* Directions *
Copy the whole listing verbatim.

* Data for this exercise *
━━━━

Issue #392, opened 2024-12-19
Rename remaining names to Alma Career


OndraM:
All functions, types and files should be renamed:

- [ ] `initLmcCookieConsentManager` -> `initAlmaCareerCookieConsentManager`
- [ ] `LmcCookieConsentManager` -> `CookieConsentManager`/`AlmaCareerCookieConsentManager`
- [ ] `LmcCookieConsentManager.ts` -> `CookieConsentManager.ts`
- [ ] `LmcCookieConsentManager.scss` -> `CookieConsentManager.scss`
- [ ] CSS variables (`--lmcccm` -> `--ccm`/`--acccm`/...?)

literat:
- [ ] Rename package scope from `@lmc-eu` to `@almacareer`

OndraM:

━━━━

* Completed task *
Issue #392, opened 2024-12-19
Rename remaining names to Alma Career


OndraM:
All functions, types and files should be renamed:

- [ ] `initLmcCookieConsentManager` -> `initAlmaCareerCookieConsentManager`
- [ ] `LmcCookieConsentManager` -> `CookieConsentManager`/`AlmaCareerCookieConsentManager`
- [ ] `LmcCookieConsentManager.ts` -> `CookieConsentManager.ts`
- [ ] `LmcCookieConsentManager.scss` -> `CookieConsentManager.scss`
- [ ] CSS variables (`--lmcccm` -> `--ccm`/`--acccm`/...?)

literat:
- [ ] Rename package scope from `@lmc-eu` to `@almacareer`

OndraM:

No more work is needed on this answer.